A friend recently send me photos of my former cabin and the family that lives there now. The lovely work they’ve done. Changes. The pictures are beautiful and make me both sad and joyful. They show what I would’ve done, if I could’ve, would’ve, stayed.
I look down at my son and think about the life I sacrificed to have this life with him. A life in a cabin in rural Upper Michigan—a home I know so well.
It’s sad, and true, and beautiful, and necessary.
All other incarnations of Rachel sacrificed when I became a mother.
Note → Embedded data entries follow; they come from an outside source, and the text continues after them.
PR #2703, opened 2017-07-07
 Blank search will show no results for Explore tab #2702

### LINKED ISSUE #2702: Blank search will show no results for Explore tab
Steps to reproduce:
1.On your Android device, go to AMO-dev
2.While Explore tab is selected,  perform a blank search

Expected results:
If blank search is allowed, a list of results is displayed

Actual results:
Number of results is displayed, but the list of results is missing

NOTES:
For Extensions or Themes tabs , blank search will show the results

blanksearchandroid

tsl143:
Fix  #2702


tsl143:
Video of fix

ezgif-1-6f8bf63081

muffinresearch:
As mentioned in the linked issue #2702 I think this needs UX before we move forward with a solution.

muffinresearch:
@tsl143 we now have the UX for this: https://github.com/mozilla/addons-frontend/issues/2702#issuecomment-321400696 - let me know if you want to continue working on it. 

The additions will need some tests added to cover the changes.

tsl143:
Yes I am working on it right now.
I am planning to update following test to cover the new change
https://github.com/mozilla/addons-frontend/blob/master/tests/unit/amo/components/TestSearchContextCard.js#L75

tsl143:
**Before:**
**1)**
screen shot 2017-08-18 at 3 38 25 pm
**2)**
screen shot 2017-08-18 at 3 37 34 pm

**After:**
screen shot 2017-08-18 at 3 37 34 pm

tsl143:
Ping @muffinresearch , this is ready for review :)

src/amo/components/Search/index.js
```diff
@@ -120,10 +121,19 @@ export class SearchBase extends React.Component {
       <SearchSort filters={filters} pathname={pathname} />
     ) : null;
 
+    if (!queryParams.q) {
+      return (
+        <div className="Search">
+          <Card className="SearchContextCard">
+            <h1 className="SearchContextCard-header">Enter a search term and try again.</h1>
```
willdurand: Shouldn't we use `i18n` here?

Here is an example: https://github.com/mozilla/addons-frontend/blob/93548677fa52daabf950c6f947c89a5f6867429e/src/disco/components/Footer/index.js#L26

tsl143: Actually :)

tsl143:
Ping @muffinresearch

tofumatt:
@tsl143 Thanks for your patch but please refrain from pinging a user especially multiple times within a day. @muffinresearch is away on holiday for a week and the team is pretty busy, so we may take some time to get to reviewing a patch. 😄

If you just let us know something is ready for review we'll all see it and will get to it as soon as we can. Thanks!

src/amo/components/Search/index.js
```diff
@@ -120,10 +124,19 @@ export class SearchBase extends React.Component {
       <SearchSort filters={filters} pathname={pathname} />
     ) : null;
 
+    if (!queryParams.q) {
```
tofumatt: This should be using `filters`, not `queryParams`. It's a bit of a style/convention difference but we use `filters` everywhere internally as they are better-labelled. For instance, you can use `filters.query` here instead of `queryParams.q`, which is more readable and informative.

Additionally, this should account for an empty search (eg `''`), so the check should actually be `if (!filters.query || filters.query.length === 0) {`

src/amo/components/Search/index.js
```diff
@@ -120,10 +124,19 @@ export class SearchBase extends React.Component {
...
+      return (
+        <div className="Search">
+          <Card className="SearchContextCard">
+            <h1 className="SearchContextCard-header">{i18n.gettext('Enter a search term and try again.')}</h1>
```
tofumatt: This line looks quite long, can you move the content into its own line eg:

```js
<h1 className="SearchContextCard-header">
  {i18n.gettext('Enter a search term and try again.')}
</h1>
```

src/amo/components/Search/index.js
```diff
@@ -120,10 +124,19 @@ export class SearchBase extends React.Component {
...
+          </Card>
+        </div>
+      );
+    }
+
     return (
       <div className="Search">
         {errorHandler.renderErrorIfPresent()}
-
```
tofumatt: Why was this removed? The whitespace here was used to divide up different sections for readability.

src/amo/components/Search/index.js
```diff
@@ -152,6 +165,7 @@ export function mapStateToProps(state) {
 }
 
 export default compose(
+  translate({ withRef: true }),
```
tofumatt: I don't think you'll actually need the `withRef: true` here; we use it elsewhere but I think that was for an old testing thing or something? Try leaving it out and if it still works it's fine.

tests/unit/amo/components/TestSearch.js
```diff
@@ -153,6 +159,12 @@ describe('Search', () => {
     expect(root.find(ErrorList)).toHaveLength(1);
   });
 
+  it('should render "Enter a search term and try again." msg if no search term', () => {
+    const root = mountRender({ filters: { query: null } });
```
tofumatt: Why does this need to use `mount` over `shallow`?

tsl143:
Ah, my bad, I need to be more patient :P

tests/unit/amo/components/TestSearch.js
```diff
@@ -153,6 +159,12 @@ describe('Search', () => {
     expect(root.find(ErrorList)).toHaveLength(1);
   });
 
+  it('should render "Enter a search term and try again." msg if no search term', () => {
```
tofumatt: The spec doesn't need the exact error text; `it('should render an error message on empty search', () => {` would be better.

tests/unit/amo/components/TestSearchResults.js
```diff
@@ -48,7 +42,6 @@ describe('<SearchResults />', () => {
     const root = renderResults({ filters: {} });
     const addonsCard = findRenderedComponentWithType(root, AddonsCard);
 
-    expect(root.message.textContent).toContain('enter a search term');
```
tofumatt: I think you can change this test's spec name... this component won't render an error anymore (that's good!) but just renders an empty result set. Maybe changing it to "renders no results when there are no search filters" would work?

tests/unit/amo/components/TestSearch.js
```diff
@@ -159,10 +154,10 @@ describe('Search', () => {
     expect(root.find(ErrorList)).toHaveLength(1);
   });
 
-  it('should render "Enter a search term and try again." msg if no search term', () => {
-    const root = mountRender({ filters: { query: null } });
+  it('should render an error message on empty search', () => {
+    const root = render({ filters: { query: null } });
 
-    expect(root.find(Card)).toHaveText('Enter a search term and try again.');
+    expect(root.find('h1.SearchContextCard-header')).toHaveText('Enter a search term and try again.');
```
tofumatt: You can just target the class without the `h1` tag; that's usually what we do and it means we can always change the tag name later 😄

src/amo/components/Search/index.js
```diff
@@ -120,6 +124,18 @@ export class SearchBase extends React.Component {
       <SearchSort filters={filters} pathname={pathname} />
     ) : null;
 
+    if (!filters.query || filters.query.length === 0) {
```
tofumatt: Shoot, I just realised this means a valid search without a query will error.

You should add a test for a search with `filters: { category: 'some-category', query: null }` and make sure it still renders results. That way we won't get caught out by this bug again. I guess really this should really just use `!hasSearchFilters(filters)` from `core/searchUtils`;

tsl143:
Done :)

src/amo/components/Search/index.js
tsl143: Are we planning category wise search?
Because for now we get addons from categories by https://addons.mozilla.org/en-US/firefox/extensions/photos-music-videos/

tofumatt:
Category is a valid search param and the Categories component uses the search component to get add-ons with a particular category value. This Search component is a more generic component used to render all kinds of searches (as that’s the API we’re always using in the background).

tsl143:
In that case I need to rework on approach. As the search parameters have
addon_type and hence will fail purpose of this patch.
I mean if we are on extensions tab and go for blank search,  it will still
give results.

On Aug 22, 2017 6:46 PM, "tofumatt ☕️" <notifications@github.com> wrote:

Category is a valid search param and the Categories component uses the
search component to get add-ons with a particular category value. This
Search component is a more generic component used to render all kinds of
searches (as that’s the API we’re always using in the background).

—
You are receiving this because you were mentioned.
<https://github.com/mozilla/addons-frontend/pull/2703#issuecomment-324022718>,
or mute the thread

tsl143:
I was commuting so wasnt able to completely describe the problem.
So if I put `(!hasSearchFilters(filters))` instead of `(!hasSearchFilters(filters).query || filters.query.length === 0)`

Following are the results
screen shot 2017-08-22 at 8 49 53 pm
screen shot 2017-08-22 at 8 50 08 pm

I need to do some changes.

tsl143:
Hi,
So I have put the search term text check only when `pathname = '/search/'` so as to restrict that check only if searchbar is used.

src/amo/components/Search/index.js
```diff
@@ -120,6 +124,18 @@ export class SearchBase extends React.Component {
       <SearchSort filters={filters} pathname={pathname} />
     ) : null;
 
+    if (pathname === '/search/' && (!filters.query || filters.query.length === 0)) {
```
tofumatt: While this approach will technically work it's fragile (what if we add another search URL or change it?) and it also seems to be untested.

The best approach would be to have this check in the `SearchPage` component because it's the only place we currently care about having a search query.

tsl143:
Done, and yes via SearchPage its cleaner and effective solution.

tsl143:
@tofumatt sorry for pinging again but its almost a week.

tests/unit/amo/components/TestSearchPage.js
```diff
@@ -23,4 +32,16 @@ describe(__filename, () => {
...
     });
   });
+
+  it('should render Search results on search with query', () => {
+    const root = render({ filters: { query: 'burger' } });
+
+    expect(root.find(Search)).toHaveLength(1);
+  });
+
+  it('should render an error message on empty search', () => {
```
tofumatt: There should be an extra test here for a search that's not `null` but is an empty string, eg: `const root = render({ filters: { query: '' } });`

tests/unit/amo/components/TestSearch.js
```diff
@@ -153,6 +153,12 @@ describe('Search', () => {
     expect(root.find(ErrorList)).toHaveLength(1);
   });
 
+  it('should render category results', () => {
```
tofumatt: I would add "even with empty query".

tests/unit/amo/components/TestSearchPage.js
```diff
@@ -1,9 +1,18 @@
...
+import { SearchPageBase, mapStateToProps } from 'amo/components/SearchPage';
+import Search from 'amo/components/Search';
 import { CLIENT_APP_ANDROID } from 'core/constants';
 import { dispatchClientMetadata } from 'tests/unit/amo/helpers';
+import { getFakeI18nInst } from 'tests/unit/helpers';
 
 
 describe(__filename, () => {
+  function render(props = {}) {
+    return shallow(<SearchPageBase {...{ ...props, i18n: getFakeI18nInst() }} />);
```
tofumatt: This should use `shallowUntilTarget(<SearchPage />, SearchPageBase)` instead so we can test the composed component. `shallowUntilTarget` is in `tests/unit/helpers`.

src/amo/components/SearchPage/index.js
```diff
@@ -1,18 +1,45 @@
...
+          <Card className="SearchContextCard">
+            <h1 className="SearchContextCard-header">
+              {i18n.gettext('Enter a search term and try again.')}
+            </h1>
+          </Card>
+        </div>
+      );
+    }
+
+    return <Search filters={filters} />;
```
tofumatt: I was surprised to see all we needed to pass were filters! Nice and tidy 😄

tsl143:
@tofumatt I removed following test cases as now the mentioned `props` are not included and also we have tests for `seacrhFilters` and `pagination` in https://github.com/mozilla/addons-frontend/blob/master/tests/unit/amo/components/TestSearch.js#L55

`doesn't duplicate the clientApp in the URL in the queryParams`
`sets the paginationQueryParams from filters`
`enables search filters`

But I think, this affected the code coverage, I feel stuck.

tsl143:
I realized, I shouldn't remove `doesn't duplicate the clientApp in the URL in the queryParams` test, so I modified it and coverage test passed :)

tsl143:
@tofumatt , anything remaining from my side on this?

tofumatt:
Sorry, but turns out the code as-is causes #3096 so this will need a bit more work. I'm re-opening #2702 because of that.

Lives unlived for the sake of this wondrous new life for my son, his father, and myself.
There’s a reason Frost’s poem of roads not taken has remained a favorite of people from all walks of life. It resonates deep in our bones as we peer down the tunnel of “what might have been.”
I’m learning that to be at peace, I have to let those other Rachels go. The independence I once wore like a second skin making room for the love and need of a husband and son. My joy in being alone set aside for a while as I nurture this new little life.
My body now a shared entity and food source for our baby boy.
Some nights, half asleep in my nursing chair, Callan at my breast, I close my eyes and wander down other roads, conjuring Rachels of the past. I linger and reminisce there for a while.
Baby’s soft sigh and smile tug my heart home.
Ryan lifts his head from the pillow and smiles at us—his wife and son. And once again there is only this room, this moment, and this road.